## Exercise
Your answer is one number: the count of lines below that hold the word "theme".

Stored data

◇ ◇ ◇ ◇ ◇

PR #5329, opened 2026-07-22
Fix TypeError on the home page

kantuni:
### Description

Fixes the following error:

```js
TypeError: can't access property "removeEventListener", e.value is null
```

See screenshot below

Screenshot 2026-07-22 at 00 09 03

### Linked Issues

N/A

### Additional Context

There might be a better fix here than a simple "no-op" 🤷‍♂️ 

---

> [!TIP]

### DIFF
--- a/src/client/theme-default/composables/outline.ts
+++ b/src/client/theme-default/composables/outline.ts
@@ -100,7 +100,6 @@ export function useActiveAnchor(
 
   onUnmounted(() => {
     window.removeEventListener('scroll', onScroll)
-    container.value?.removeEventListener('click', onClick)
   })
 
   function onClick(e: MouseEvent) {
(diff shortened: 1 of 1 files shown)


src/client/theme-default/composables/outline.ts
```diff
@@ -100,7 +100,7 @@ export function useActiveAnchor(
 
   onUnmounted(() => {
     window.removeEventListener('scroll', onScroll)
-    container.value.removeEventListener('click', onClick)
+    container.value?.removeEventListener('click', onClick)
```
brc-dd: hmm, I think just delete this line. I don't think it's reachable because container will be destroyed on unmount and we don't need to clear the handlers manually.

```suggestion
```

◇ ◇ ◇ ◇ ◇

## Response box
3